Tuesday, April 10, 2012

The Search For "the" Job

Now on to my second lesson from law school, which is very much related to the first.

As a 2L and 3L, I was still having to remind myself that I needed to trust God as my father and believe that He did in fact have a job for me after I got out of law school. The new problem I was having, as graduation was fast approaching and applications needed to go out, was that I didn't trust myself to find "the" job that God had for me.

Since God was calling me to trust him and follow him by faith, I wasn't expecting God to tell me the time and place where I would find this job; I was really doubting my ability to discern God's will and to find "the" job he had for me.

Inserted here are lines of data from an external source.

PR #23082, opened 2026-08-24
fix(route/theverge): adapt to schema changes and harden article rendering

IvanWng97:

N/A

```routes
/theverge
/theverge/apple
/theverge/games
/theverge/reviews
```

- [ ] New Route / 新的路由
    - [x] Parsed / 可以解析
- [ ] `Puppeteer`

## Note / 说明

`/theverge` currently fails with `TypeError: Cannot read properties of undefined (reading 'map')`.

**Root cause.** The Verge renamed fields in its `__NEXT_DATA__` GraphQL payload: `CoreParagraphBlockType.tempContents` → `paragraphContents`, and stream excerpt entries changed from `{ contents: { html } }` to `{ paragraphContents: [{ html }] }`. Because every article is rendered in a `Promise.all` and `renderBlock` throws on anything unexpected, a single renamed field took down the whole feed. `/theverge/apple` was additionally hitting `Unsupported block type: VideoBlockType` / `FeaturedProductsBlockType`.

**Changes.**
- Adapt to the renamed paragraph fields (backwards compatible with the old names).
- Fetch the feed via `ofetch` + `parser.parseString` instead of `parser.parseURL`, which relies on Node's `https.get` and is unavailable on Cloudflare Workers (`[unenv] https.get is not implemented yet!` on rsshub.app).
- Unknown or malformed blocks are skipped with a warning instead of throwing.
- Layered fallbacks per article: `__NEXT_DATA__` → server-rendered article body (`.duet--article--article-body-component`) → feed summary. The last one is not cached so transient fetch failures are retried.
- Render `VideoBlockType` (same Volume embed as the lede video); exclude `FeaturedProductsBlockType` like the other product-table blocks.
- `item.category` was set to the raw category objects (rendered as `[object Object]`); now uses their titles.
- Refresh the hub table: `gaming`, `hd`, `photography` no longer publish; list the hubs that currently do (verified against `theverge.com/rss/<hub>/index.xml`).

Verified locally on `/theverge`, `/theverge/apple`, `/theverge/games`, `/theverge/reviews` (10 items each, full content, no warnings), and exercised both fallback paths by temporarily breaking the `__NEXT_DATA__` selector and the article fetch.

### DIFF
--- a/lib/routes/theverge/index.ts
+++ b/lib/routes/theverge/index.ts
@@ -8,7 +8,7 @@ import parser from '@/utils/rss-parser';
 
 import { renderHeader } from './templates/header';
 
-const excludeTypes = new Set(['NewsletterBlockType', 'RelatedPostsBlockType', 'ProductsTableBlockType', 'FeaturedProductsBlockType', 'TableOfContentsBlockType']);
+const excludeTypes = new Set(['ActionBoxBlockType', 'NewsletterBlockType', 'RelatedPostsBlockType', 'ProductsTableBlockType', 'FeaturedProductsBlockType', 'TableOfContentsBlockType']);
 
 const shouldKeep = (b: any) => !excludeTypes.has(b.__typename);
 
@@ -16,16 +16,11 @@ const shouldKeep = (b: any) => !excludeTypes.has(b.__typename);
 const renderContents = (b: any): string => (b.paragraphContents ?? b.tempContents ?? [b.contents]).map((c) => c?.html ?? '').join('');
 
 // Render a list of blocks; a single unknown or malformed block is dropped with a warning instead of failing the whole article
+// Errors are deliberately not caught here: an unrenderable block makes the whole article fall back to the
+// server-rendered body, which is still full text, rather than silently emitting a description with a hole in it
 const renderBlocks = (blocks: any[] | undefined, separator: string): string =>
     (blocks ?? [])
-        .map((b) => {
-            try {
-                return renderBlock(b);
-            } catch (error) {
-                logger.warn(`theverge: failed to render ${b?.__typename} block: ${error}`);
-                return '';
-            }
-        })
+        .map((b) => renderBlock(b))
         .filter(Boolean)
         .join(separator);
 
@@ -126,8 +121,7 @@ const renderBlock = (b) => {
         case 'TableBlockType':
             return `<table><tr>${b.header.map((cell) => `<th>${cell}</th>`).join('')}</tr>${b.rows.map((row) => `<tr>${row.map((cell) => `<td>${cell}</td>`).join('')}</tr>`).join('')}</table>`;
         default:
-            logger.warn(`theverge: unsupported block type ${b.__typename}`);
-            return '';
+            throw new Error(`Unsupported block type: ${b.__typename}`);
     }
 };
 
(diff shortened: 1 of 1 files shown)


lib/routes/theverge/index.ts
```diff
@@ -32,20 +45,36 @@ export const route: Route = {
...
+| music          | Music          |
+| streaming      | Streaming      |
+| creators       | Creators       |
+| culture        | Culture        |
+| policy         | Policy         |
+| business       | Business       |
+| transportation | Transportation |
+| space          | Space          |
+| health         | Health         |
+| web            | Web            |
```
TonyRL, line 72: Keep the entries [sorted](https://docs.rsshub.app/joinus/advanced/script-standard) in alphabetical order.

lib/routes/theverge/index.ts
```diff
@@ -87,64 +116,98 @@ const renderBlock = (b) => {
...
+
 async function handler(ctx) {
     const link = ctx.req.param('hub') ? `https://www.theverge.com/rss/${ctx.req.param('hub')}/index.xml` : 'https://www.theverge.com/rss/index.xml';
 
-    const feed = await parser.parseURL(link);
+    // rss-parser's parseURL relies on Node's https.get, which is unavailable on Cloudflare Workers
+    const feedText = await ofetch(link, {
+        parseResponse: (text) => text,
+    });
+    const feed = await parser.parseString(feedText);
```
TonyRL: Unncessary changes. This isn't true at all. https://rsshub.app runs on Cloudflare Workers and routes like https://github.com/DIYgod/RSSHub/blob/d629c66a42faaa920a8658bb401fde2896e4653f/lib/routes/9to5/subsite.ts#L61 works completely fine.

lib/routes/theverge/index.ts
```diff
@@ -87,64 +116,98 @@ const renderBlock = (b) => {
...
+                        logger.warn(`theverge: failed to render ${item.link} from __NEXT_DATA__, falling back to page HTML: ${error}`);
+                        const body = $('.duet--article--article-body-component');
+                        if (body.length === 0) {
+                            throw new Error(`neither __NEXT_DATA__ nor the article body could be read from ${item.link}`, { cause: error });
+                        }
+                        item.description = body
+                            .toArray()
+                            .map((el) => $(el).html())
+                            .join('');
+                    }
```
TonyRL: Could you show me which article can not `node` and requires using `.duet--article--article-body-component`?

lib/routes/theverge/index.ts
```diff
@@ -87,64 +116,98 @@ const renderBlock = (b) => {
...
-                }
-
-                item.description = description;
-                item.category = node.categories;
-
+            } catch (error) {
+                // A single unreadable article should not take down the whole feed; this result is not cached, so it is retried next time
+                logger.warn(`theverge: falling back to the feed summary for ${item.link}: ${error}`);
+                // the shared rss-parser does not expose Atom <category> elements, so this path carries no categories
+                item.description = item.content;
```
TonyRL: Could you show me which article is unreadable and requires using the fallback `item.content`?

TonyRL (changes requested):

IvanWng97:
All four addressed in 9c88e85.

- Hub table sorted alphabetically.
- `parser.parseURL` restored — unrelated to this fix, agreed.
- Both fallbacks removed. I checked all 79 distinct articles across the 10 hub feeds and every one renders from `node`, so I had no case for either fallback.

What's left is the actual breakage: `tempContents` → `paragraphContents` (and stream excerpts from `{contents}` to `{paragraphContents}`), `VideoBlockType`, excluding `FeaturedProductsBlockType`, `item.category` using titles instead of the raw objects, and the hub list (`gaming`, `hd` and `photography` no longer publish).

lib/routes/theverge/index.ts
```diff
@@ -2,22 +2,18 @@ import { load } from 'cheerio';
 
 import type { DataItem, Route } from '@/types';
 import cache from '@/utils/cache';
-import logger from '@/utils/logger';
 import ofetch from '@/utils/ofetch';
 import parser from '@/utils/rss-parser';
 
 import { renderHeader } from './templates/header';
 
-const excludeTypes = new Set(['ActionBoxBlockType', 'NewsletterBlockType', 'RelatedPostsBlockType', 'ProductsTableBlockType', 'FeaturedProductsBlockType', 'TableOfContentsBlockType']);
```
TonyRL: Why remove `ActionBoxBlockType` from `excludeTypes`?

lib/routes/theverge/index.ts
```diff
@@ -2,22 +2,18 @@ import { load } from 'cheerio';
...
+const excludeTypes = new Set(['FeaturedProductsBlockType', 'NewsletterBlockType', 'ProductsTableBlockType', 'RelatedPostsBlockType', 'TableOfContentsBlockType']);
 
 const shouldKeep = (b: any) => !excludeTypes.has(b.__typename);
 
-// Rich text lives under `paragraphContents` (formerly `tempContents`), or as a single `contents` object on headings, list items and quotes
+// Rich text moved from `tempContents` to `paragraphContents`; headings, list items and quotes carry a single `contents`
 const renderContents = (b: any): string => (b.paragraphContents ?? b.tempContents ?? [b.contents]).map((c) => c?.html ?? '').join('');
```
TonyRL: Could you show me which article is still using `tempContents`?

IvanWng97:
Both fixed in 87ced44.

- `ActionBoxBlockType` — my mistake, it got dropped when I rebuilt this file from master in the previous commit. Restored; without it four of the hub feeds fail outright now that there's no per-article fallback.
- `tempContents` — no article behind it, removed.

And then I found myself in Professor DeGroff's office. We were meeting to discuss my final independent writing project, but, as was often the case when I met other Regent professors, we also discussed how I was doing personally. In fact, Professor DeGroff seemed just as concerned with how was handling my impending graduation than he was with how I was finishing my project. I am thankful he was.

That afternoon I was feeling overwhelmed by the unknown and the crush of possibilities. I say possibilities, not options, because at that point I had only perused some of the seemingly endless lists of firms, clerkships, and career paths that are supposedly out there for law grads to chase after. I didn't even know where to begin.

So in the midst of my uncertainty and self-doubt I earnestly asked Professor DeGroff, "What if I couldn't find 'the' job God had for me? or worse, what would happen if I applied to the wrong places and took the wrong job?"

And then Professor DeGroff looked at me across his desk and said in his Tom Brokawesque voice, "Game Over."
Yikes! As someone who had played his fair share of Mario growing up, I knew all to well what "Game Over" meant.

But before I could ask him about whether I had any continues left, Professor DeGroff smiled wryly and revealed the intended sarcasm of his response. He then proceeded to remind me about the grace of God which not only accomplished my salvation but as Titus 2 points outs, remains in my life to redeem even my missteps and to continue to correct my course.

There was no "Game Over" with my Heavenly Father just a call to continue to seek after Him and His will. We rarely see Him or His will clearly, but if we set our hearts on Him, He will be faithful to determine our steps (Proverbs 16:9) and correct our missteps.

What a relief!

1 comment:

  1. I am glad your professor brought in some humor when it comes to us trying to carry the weight of our future!

    We sometimes think that God is trying to keep our future a mystery or that He wants us to try and figure it out on our own.